Dataset excerpts:
_ _ _ _ _ _ _

PR #39, opened 2018-06-01
Pin dependencies to major version release range

njgheorghita:
### What was wrong?
Pin dependencies to major version release range

#### Cute Animal Picture
image

### DIFF
--- a/setup.py
+++ b/setup.py
@@ -15,16 +15,16 @@ readme = open(os.path.join(DIR, 'README.md')).read()
 
 extras_require={
     'test': [
-        'pytest>=3.2.1',
-        'tox>=1.8.0',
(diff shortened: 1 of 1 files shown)


setup.py
```diff
@@ -15,16 +15,16 @@
...
     'lint': [
-        'flake8==3.5.0',
+        'flake8>=3.5.0,<4',
         'mypy<0.600',
     ],
     'doc': [
-        'Sphinx>=1.5.5,<2.0.0',
-        'sphinx_rtd_theme>=0.1.9',
+        'Sphinx>=1.5.5,<2',
+        'sphinx_rtd_theme>=0.1.9,<2',
```
carver: This should be `<1` instead.

PR #41, opened 2018-06-11
Bumpversion

njgheorghita:
### What was wrong?
Bumpversion utility for versioning needed 

### How was it fixed?
Added bumpversion with heavy influence from web3.py's implementation

#### Cute Animal Picture
image

### DIFF
--- a/Makefile
+++ b/Makefile
@@ -45,7 +45,12 @@ linux-docs: build-docs
 	xdg-open docs/_build/html/index.html
 
 release: clean
+	CURRENT_SIGN_SETTING=$(git config commit.gpgSign)
+	git config commit.gpgSign true
+	bumpversion $(bump)
+	git push upstream && git push upstream --tags
 	python setup.py sdist bdist_wheel upload
+	git config commit.gpgSign "$(CURRENT_SIGN_SETTING)"
 
 dist: clean
 	python setup.py sdist bdist_wheel
--- a/Makefile
+++ b/Makefile
@@ -49,8 +49,7 @@ release: clean
 	git config commit.gpgSign true
 	bumpversion $(bump)
 	git push upstream && git push upstream --tags
-	python setup.py sdist bdist_wheel
-	twine upload dist/*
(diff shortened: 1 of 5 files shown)


njgheorghita:
I had some tough auth problems which resulted in many unnecessary bumps. Is it ok to leave like this? Or should they be rolled back?

Makefile
```diff
@@ -45,7 +45,13 @@ linux-docs: build-docs
 	xdg-open docs/_build/html/index.html
 
 release: clean
-	python setup.py sdist bdist_wheel upload
+	CURRENT_SIGN_SETTING=$(git config commit.gpgSign)
+	git config commit.gpgSign true
+	bumpversion $(bump)
+	git push upstream && git push upstream --tags
+	python setup.py sdist bdist_wheel
+	twine upload dist/*
```
njgheorghita: I also used `Twine` to upload the dists to pypi b/c of this auth problem - which is about the only diversion from web3's implementation. I tried just about everything here to fix it: https://github.com/pypa/setuptools/issues/941. It works fine now, but I''m not sure if this might be problematic down the road?

davesque: I recently modified the project template to use twice because I was having similar issues.  So using twine should be fine I think.

pipermerriam: No objections, can you however, explain what the problems you were running into were?

njgheorghita: Without Twine - when it came time to upload the dist to pypi - it would ask me for my pypi password (without having asked for my username)- I tried many times with the correct password always got an unable to authenticate error. I also tried creating a `.pypirc` with my username and password in it - a la the link ^^^ - but that didn't cause any different behavior when running the command

pipermerriam: Try putting this in `$HOME/.pypirc`

```
[distutils]
index-servers =
    pypi

[pypi]
username:pipermerriam
```

njgheorghita: Nice! It all works now without twine - I put `.pypirc` in `py-ethpm`'s root which I'm guessing is the reason it wasn't picking up the config info

PR #43, opened 2018-06-14
Reference example packages via submodule to ethpm-spec

njgheorghita:
### What was wrong?
Rather than duplicating package management examples in this repo, reference the standard examples located in `ethpm-spec` via a submodule

### How was it fixed?
- Removed `assets/` directory
- Included `ethpm-spec` as a submodule
- Adjusted paths where necessary

#### Cute Animal Picture
image


ethpm/__init__.py
```diff
@@ -10,8 +11,9 @@
     warnings.warn(warn_msg, DeprecationWarning)
 
 
-BASE_DIR = os.path.dirname(__file__)
-ASSETS_DIR = os.path.join(BASE_DIR, 'assets')  # type: str
-V2_PACKAGES = os.path.join(ASSETS_DIR, 'v2-packages')
+BASE_DIR = Path('.')
```
pipermerriam: Instead of `'.'` you can use `__file__` to get the path to *this* file, and then navigate from there.  I believe that `'.'` won't reliably map to the root dir here.

PR #361, opened 2017-01-11
[Python] Challenge 7 (Unreviewed)

sarcodian:


challenge_7/python/sarcodian/src/challenge_7.py
```diff
@@ -0,0 +1,12 @@
+def missing_int(L):
+
+    sum_n = 0
+    sum_n_less_1 = 0
+
+    for i in range(len(L)+1):
+        sum_n += i
+    
+    for i in L:
+        sum_n_less_1 += i
```
ningyuansg: Try the more pythonic and readable `sum(L)`.

challenge_7/python/sarcodian/src/challenge_7.py
```diff
@@ -0,0 +1,12 @@
+def missing_int(L):
+
+    sum_n = 0
+    sum_n_less_1 = 0
+
+    for i in range(len(L)+1):
+        sum_n += i
```
ningyuansg: Try the more pythonic `sum([i for i in range(len(L)+1)])`

sarcodian: Thanks, can you provide a link or something that provides a deeper explanation of <i for i in range(len(L)+1)> syntax. I have seen it a lot in other code as well, but I don't get the logic behind how it works so I am wary of just using it. Or even if you provide the name for what that type of syntax is called I can google it.

challenge_7/python/sarcodian/src/challenge_7.py
sarcodian: Haha, thanks, didn't know it existed :)

challenge_7/python/sarcodian/src/challenge_7.py
ningyuansg: As sent to you in slack, here's a great video on the topic (and also for the reference of others)
https://www.youtube.com/watch?v=ZoWgzG_r2qo

PR #363, opened 2017-01-11
[Python] Challenge 9 (Unreviewed)

sarcodian:


challenge_9/python/sarcodian/src/challenge_9.py
```diff
@@ -0,0 +1,23 @@
...
+
+    L_square = []
+    L_sorted = []
+    count = len(L)
+
+    if L[0] >= 0:
+        for i in L:
+            L_square.append(i**2)
+        return L_square
+
```
shaowenliu: is the first 'if' step necessary? it seems to me,, the later 'while' loop is enough to kill the problem.

sarcodian: I know it isn't, but trying to practice / try to be efficient. I figure the while loop is only needed with negative numbers. so if the numbers are all positive, then why bother comparing and appending, and then reversing. Imagine if the list had 500 positive numbers.

PR #364, opened 2017-01-11
[Python] Challenge 10 (Unreviewed)

sarcodian:


karanchawla:
You haven't considered '<' and '>' in your method. Also add documentation for your function definition.

sarcodian:
The < and > weren't in the original spec and as such are ignored like other char's.

PR #369, opened 2017-01-11
[Python] Challenge 5 submission

whiterd:


whiterd:
I'm not sure how challenge 4 and 5 got into the same pull request.  Should I delete this and resubmit it?

ningyuansg:
@whiterd Sure. Or try:

```
$ git checkout python_5
$ git rm -r challenge_4/python/whiterd
$ git commit -m "Remove challenge #4"
```

ningyuansg:
Note: Your challenge 4 is in this pull request because it is in this, your challenge 5 branch. As you know, this shouldn't be the case, as each challenge is supposed to have its own branch. You could've produced this error in two ways (that I know off)

1. When you started off in your branch `origin/master`, you already had challenge 4 in there. Therefore when you created this new branch `python_5` it was included as well. However, as your challenge had not yet been merged with with this `challenges/master` branch, it shows up as a *_change_* in the pull request.
2. You created the branch correctly with a clean `origin/master` without a challenge 4. However, you somehow merged your `python 4` with `origin/master`. Afterwards, while on your branch `python_5` you performed a `git pull origin master`, merging challenge 4 content into this branch.

To avoid this, simply make sure the `origin/master` branch is not ahead of `challenges/master`. Do this by only calling `git pull challenges master`; avoid pulling from your `origin/python_n`. You must also not pull anything into your `origin/python_n`.

PR #370, opened 2017-01-11
[Julia] Challenge 7 (Unreviewed)

dtcitron:
Also includes a solution in python


challenge_7/python/DTCitron/src/main.py
```diff
@@ -0,0 +1,16 @@
+import numpy as np
+
+def findMissing(l):
+    n = len(l)
+    return n*(n+1)/2 - np.sum(np.array(l))
```
moonpatroller: You don't need numpy to use sum.

PR #375, opened 2017-01-11
[C++] Challenge 10 (Unreviewed)

ManuelMeraz:


challenge_10/cpp/manuel/src/tools.cpp
```diff
@@ -0,0 +1,45 @@
...
+    int length = input.length();
+
+    for(int i = 0; i < length; i++) {
+        if(input[i] == '(' || input[i] == '{' || input[i] == '[' || input[i] == '<') {
+            // count all the openers
+            counter[input[i]]++;
+
+            // count the closers
+        } else if(input[i] == ')') {
+            counter['(']--;
```
moonpatroller: Would this work correctly for "{ [ } ]" ?

PR #376, opened 2017-01-11
[Python] Challenge 6 submission

whiterd:
I feel rather good about figuring this one out, but the last append outside of my  for loop just doesn't feel right.  I would appreciate any feedback.


Loran425:
Looks good for the most part. There is an edge case where a single number is not a range. so 11->11 would be an invalid output. but other than that your code is looking good. 

I had to implement the end of loop thing also. Another way you could do it is append a 0 to end of the list of numbers so you know it will fail and run your append condition at the end of a list. 

To make life easier as you go further you might look into unit tests. These make it easy to run identical tests when you change your code accounting for edge cases and the like. 

- [ ] **Code Correctness**
- [X] **Code Style**
- [X] **Code Documentation**
- [X] **Path Structure**
- [ ] **Merge Pull Request**

PR #378, opened 2017-01-11
[C++] Challenge 9 (Unreviewed)

ManuelMeraz:


challenge_9/cpp/manuel/src/tools.cpp
```diff
@@ -0,0 +1,80 @@
...
+        }
+    }
+
+    while(right_length > 0) {
+        numbers[right_index] = pow(numbers[right_index], 2);
+        sorted.push_back(numbers[right_index]);
+        right_index++;
+        right_length--;
+    }
+
```
karanchawla: A comment here too.

ManuelMeraz: Done!

PR #379, opened 2017-01-11
[Java] Challenge 10

jdfurlan:
Still figuring out the right way to branch etc. any feedback is welcome


challenge_10/java/jdfurlan/src/ValidClosers.java
```diff
@@ -0,0 +1,68 @@
...
+			return true;
+		List<Character> openers = Arrays.asList('{', '[', '(');
+		List<Character> closers = Arrays.asList('}', ']', ')');
+		Stack<Character> stack = new Stack<Character>();
+		for (char c : nextLine.toCharArray()) {
+			// if we found an opener just put it at the top of the stack
+			if (openers.contains(c)) {
+				stack.push(c);
+			}
+			if (closers.contains(c)) {
```
moonpatroller: else if

challenge_5/java/jdfurlan/src/FindTheDifference.java
```diff
@@ -0,0 +1,21 @@
+
+public class FindTheDifference {
+
+	public static void main(String[] args) {
+		String s = "abcd";
+		String t = "dbeca";
+
+		boolean[] b = new boolean[128];
+		for (int i = 0; i < s.length(); i++) {
+			b[s.charAt(i)] = true;
```
moonpatroller: Does this handle the same character being in an input string twice or more?

jdfurlan: Yes it does. eg. `String s = "apple"; String t = "plepva";` output is `v found at index: 4` the reason being every character, if found, is stored in its char value index in a boolean array. regardless of how many are present in the string, it will will see `true` for that char and know that it was present in the original string.

challenge_10/java/jdfurlan/src/ValidClosers.java
jdfurlan: good catch thanks!

PR #386, opened 2017-01-12
challeng7 in python

py2k5:


challenge_7/python/py2k5/findMissingNumber.py
```diff
@@ -0,0 +1,14 @@
+
+def main():
+	numbers = [ 0,1,3,4,2,5,7 ]
+        tot = len(numbers)
+	if 0 not in numbers: 
+		print 0
+	else:
+		for num in numbers:
+			if num +1 < tot and num+1 not in numbers:
```
shaowenliu: 'num + 1 not in numbers is O(n),  and you put it in the for loop, together it's O(n square) complexity?

ManuelMeraz:
@slansford 
- [ ] **Code Correctness**
Your challenge 7 solution needs to be worked on. I think it's just a misunderstanding of how the statement `if i in list` works. To confirm whether something is in a list this statement will iterate through your list until it finds the number, then check the next number and iterate through the list again, until the first for loop finishes. In a sense you have 2 nested for loops each dependent on the length of the input to find the missing number making this O(N^2).  See if you can improve on this algorithm. 
- [ ] **Code Style**
- [x] **Code Documentation**
- [x] **Path Structure**
- [ ] **Merge Pull Request**

py2k5:
I am still learning python. :)

ManuelMeraz:
@py2k5 We can help you in the slack chat if you'd like or I can give you some hints here as well on how to improve. I'd also recommend looking at some of the other python solutions for this challenge.

py2k5:
sure in fact I wll be glad. let me know when we can get into a call.

PR #390, opened 2017-01-13
[Python] Challenge 7 (Pending)

slansford:


ManuelMeraz:
- [ ] **Code Correctness**
- [ ] **Code Style**
- [ ] **Code Documentation**
- [ ] **Path Structure**
- [ ] **Merge Pull Request**

challenge_7/python/slansford/src/challenge_7.py
```diff
@@ -0,0 +1,13 @@
+def missingNo(inputList):
+
+	minInt = min(inputList)
+
+	if minInt != 0:
+		return 0
+
+	for i in inputList:
+		if minInt in inputList:
```
ningyuansg: > O(N) times means that your algorithm can not contain nested loops

The average for `x in list` look up in python is O(n). This makes this solution O(n^2).

source: https://wiki.python.org/moin/TimeComplexity

PR #395, opened 2017-01-14
[Python]challenge_12(Unreviewed)

shaowenliu:


shaowenliu:
It seems that, this request includes the previous pull request,, maybe someone has to delete the previous one?(pr #385 is still there, overlapped with this new one)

_ _ _ _ _ _ _

What the task asks: Read the entries and select each line where the word "spec" is found.

Output for this exercise:
Reference example packages via submodule to ethpm-spec
Rather than duplicating package management examples in this repo, reference the standard examples located in `ethpm-spec` via a submodule
- Included `ethpm-spec` as a submodule
The < and > weren't in the original spec and as such are ignored like other char's.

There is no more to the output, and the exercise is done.